(Saved data entries)
--
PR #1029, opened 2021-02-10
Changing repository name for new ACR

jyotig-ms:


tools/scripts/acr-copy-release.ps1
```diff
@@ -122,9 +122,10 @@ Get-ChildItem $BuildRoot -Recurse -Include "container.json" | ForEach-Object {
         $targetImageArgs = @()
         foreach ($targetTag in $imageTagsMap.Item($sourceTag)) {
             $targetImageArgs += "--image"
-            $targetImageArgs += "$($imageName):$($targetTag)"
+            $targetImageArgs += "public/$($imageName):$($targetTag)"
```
--
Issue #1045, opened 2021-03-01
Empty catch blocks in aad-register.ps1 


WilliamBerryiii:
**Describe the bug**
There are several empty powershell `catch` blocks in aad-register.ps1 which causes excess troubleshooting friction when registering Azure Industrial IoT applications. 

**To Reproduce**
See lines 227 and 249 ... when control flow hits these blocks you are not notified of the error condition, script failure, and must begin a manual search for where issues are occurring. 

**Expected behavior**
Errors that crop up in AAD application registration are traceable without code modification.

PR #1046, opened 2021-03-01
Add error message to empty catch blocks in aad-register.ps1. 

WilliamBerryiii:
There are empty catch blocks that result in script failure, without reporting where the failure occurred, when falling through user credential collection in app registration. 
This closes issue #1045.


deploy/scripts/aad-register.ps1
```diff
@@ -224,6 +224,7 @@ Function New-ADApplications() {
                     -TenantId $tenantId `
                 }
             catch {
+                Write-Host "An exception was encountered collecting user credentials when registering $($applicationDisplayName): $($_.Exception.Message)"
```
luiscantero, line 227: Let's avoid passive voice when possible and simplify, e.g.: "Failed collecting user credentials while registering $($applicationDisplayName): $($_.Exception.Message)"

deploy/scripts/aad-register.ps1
--
■ **WHAT YOU SHOULD DO**: The answer must be every line of the records that holds the string "credentials".

■ **TASK OUTPUT**:
+                Write-Host "An exception was encountered collecting user credentials when registering $($applicationDisplayName): $($_.Exception.Message)"
luiscantero, line 227: Let's avoid passive voice when possible and simplify, e.g.: "Failed collecting user credentials while registering $($applicationDisplayName): $($_.Exception.Message)"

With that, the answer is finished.